我正在尝试创建一个函数,它检查一个数字是否重复2次和3次,当它执行时它将返回0(未检测到重复)或1(输入的两个参数都重复)。但是由于某些原因,即使没有重复,1总是打印。有没有更简单的方法来执行此操作或修复我的代码?也忽略打印('t'),打印(“w”)和打印(“x”)。这些只是一种检查发生情况的方法。
def triple_double(num1, num2):
num1 = str(num1)
num2 = str(num2)
if ('111') or ('222') or ('333') or ('444') or ('555') or ('666') or ('777') or ('888') or ('999') in num1:
if ('11') or ('22') or ('33') or ('44') or ('55') or ('66') or ('77') or ('88') or ('99') in num2:
print('t')
print(1)
else:
print("w")
print(0)
else:
print("x")
print(0)
triple_double(0, 0)
答案 0 :(得分:0)
我只是翻转它并测试数字的任何字符串表示是否在包含您的三重和双精度的列表中。
from itertools import repeat
def triple_double(num1, num2):
# create triple and double lists
triples = [''.join(repeat(str(i), 3)) for i in list(range(1, 10))]
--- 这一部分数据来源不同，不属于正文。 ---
PR #586, opened 2017-12-14
comdb2ar and cdb2api fix: correctly check return code from pmux

adizaimi:
currently clustered tests are not working because copycomdb2 which
relies on comdb2ar fails--failure is from return code from portmux:
ar requests rte and portmux returns -1 which means failure but
ar does not treat it as such but rather continues operating on the
fd which is connection to portmux and requests to hold logs on that
fd fail. By checking for return code, ar will proceed correctly
(-1 would mean can't forward fd thus the db is most likely down).

### DIFF
--- a/cdb2api/cdb2api.c
+++ b/cdb2api/cdb2api.c
@@ -1485,7 +1485,7 @@ static int cdb2portmux_route(const char *remote_host, char *app, char *service,
     sbuf2flush(ss);
     res[0] = 0;
     sbuf2gets(res, sizeof(res), ss);
-    if (res[0] == 0) {
+    if (res[0] != '0') {
         sbuf2close(ss);
         return -1;
     }
--- a/tests/basic.test/runit
+++ b/tests/basic.test/runit
@@ -226,12 +226,12 @@ for node in $cluster ; do
 
     port=`cdb2sql --tabs ${CDB2_OPTIONS} $dbnm --host $node "select comdb2_port()"`
     echo "connect to db with direct port info"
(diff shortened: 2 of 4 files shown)


adizaimi:
We were discussing with Mike about the fallback (which i had written but ommitted here): fallback is not needed because if rte does not work, get will not work either. If rte returns -1, either the db is down or  something is really broken. 
FTR, portmux supports rte just fine, issue here is that ar does not continue successfully because rte returns -1 but ar does not interpret it as a failure to communicate to the db, thus continues operating erroneously on the fd.

akshatsikarwar:
Can you confirm that with portmux, comdb2ar is able to hold logfiles when db is up.

adizaimi:
Ok. I shall do that. It looked like portmux handles rte just fine.

adizaimi:
RTE from portmux does seem to work and hold logfiles:
In a running DB I send the following command manually:
```
copycomdb2 -x /bb/comdb2a/adi/master_branch/comdb2 /bb/comdb2a/adi/master_branch/tests/test_47073/basic47073/basic47073.lrl pnj-comdb2btda2:
```
and see the following output:
```
FULL CLUSTER CACHE COHERENCY
LOG DELETE ENABLED only up to and including log.0000000000
LOG DELETE POLICY: delete all eligible log files
Disabling log file deletion
sent recovery options: -recovery_lsn 1:2893780
Reenabling log file deletion
FULL CLUSTER CACHE COHERENCY
LOG DELETE ENABLED
LOG DELETE POLICY: delete all eligible log files
```

PR #589, opened 2017-12-14
fix analyze and userschema with stmt caching

adizaimi:


db/sqlinterfaces.c
```diff
@@ -3884,6 +3884,16 @@ static void clear_parameters_to_bind(struct sql_state *rec)
     }
 }
 
+static int dont_cache_sql(struct sqlclntstate *clnt, const char *sql)
+{
+    //if (clnt->ddlflag) return 1;
+    if (strncmp(sql, "analyze", 7) == 0) return 1;
```
mponomar: May want to do strncasecmp, and skip any leading spaces.

db/sql.h
```diff
@@ -55,6 +55,8 @@ enum transaction_level {
  * of appsock threads with small stacks. */
 
 #define MAX_HASH_SQL_LENGTH 8192
+#define MAX_USERNAME_LEN 17
+#define MAX_PASSWORD_LEN 19
```
nirbhayc: Would it be good to add them to cdb2_constants.h and expose via comdb2_limits table?

adizaimi: It would. We will address in a subsequent PR.

db/sqlinterfaces.c
adizaimi: I will check for case. Will consume whitespace when we initially set clnt->sql in a separate PR.
Testcase with uppercase ANALYZE you mean?

mponomar: I meant a test that the cache is properly cleared on user change.

adizaimi:
Whitespace consumed in https://github.com/bloomberg/comdb2/pull/591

doubles = [''.join(repeat(str(i), 2)) for i in list(range(1, 10))]
num1 = str(num1)
num2 = str(num2)
# test if num1 in triples
if num1 in triples:
# test in num2 in doubles
if num2 in doubles:
print('t')
print(1)
else:
print("w")
print(0)
else:
print("x")
print(0)
triple_double(0, 0) # x, 0
答案 1 :(得分:0)
应该是:
def triple_double(num1, num2):
num1 = str(num1)
num2 = str(num2)
if ('111') in num1 or ('222') in num1 or ('333') in num1 or ('444') in num1 or ('555') in num1 or ('666') in num1 or ('777') in num1 or ('888') in num1 or ('999') in num1:
if ('11') in num2 or ('22') in num2 or ('33') in num2 or ('44') in num2 or ('55') in num2 or ('66') in num2 or ('77') in num2 or ('88') in num2 or ('99') in num2:
print('t')
print(1)
else:
print("w")
print(0)
else:
print("x")
print(0)
triple_double(0, 0)
否则,if条件将始终评估为True。